PR #7042, opened 2020-09-17
[eslint] Option to compile without  eslint

laemtl:
This PR add a new command: `npm run compile-production`, to compile jsx files with eslint. `npm run compile` now runs on dev mode and have eslint disabled.

### DIFF
--- a/package.json
+++ b/package.json
@@ -50,8 +50,9 @@
     "tests:unit:debug": "DEBUG=true ./test/dockerized-unit-tests.sh",
     "tests:integration": "./test/dockerized-integration-tests.sh",
     "tests:integration:debug": "DEBUG=true ./test/dockerized-integration-tests.sh",
-    "compile": "webpack",
-    "watch": "webpack --watch"
+    "compile": "webpack --mode=development",
+    "compile-production": "webpack --mode=production",
+    "watch": "webpack --watch --mode=development"
   },
   "repository": {
     "type": "git",
--- a/webpack.config.js
+++ b/webpack.config.js
@@ -17,6 +17,7 @@ const optimization = {
     }),
   ],
 };
+
 const resolve = {
   alias: {
     util: path.resolve(__dirname, './htdocs/js/util'),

_ _ _ _ _ _ _

**To do:** For this exercise, please copy exactly the lines of the material above from its first line through the line where "--- a/webpack.config.js" appears.

**Answer for this exercise:**
PR #7042, opened 2020-09-17
[eslint] Option to compile without  eslint

laemtl:
This PR add a new command: `npm run compile-production`, to compile jsx files with eslint. `npm run compile` now runs on dev mode and have eslint disabled.

### DIFF
--- a/package.json
+++ b/package.json
@@ -50,8 +50,9 @@
     "tests:unit:debug": "DEBUG=true ./test/dockerized-unit-tests.sh",
     "tests:integration": "./test/dockerized-integration-tests.sh",
     "tests:integration:debug": "DEBUG=true ./test/dockerized-integration-tests.sh",
-    "compile": "webpack",
-    "watch": "webpack --watch"
+    "compile": "webpack --mode=development",
+    "compile-production": "webpack --mode=production",
+    "watch": "webpack --watch --mode=development"
   },
   "repository": {
     "type": "git",
--- a/webpack.config.js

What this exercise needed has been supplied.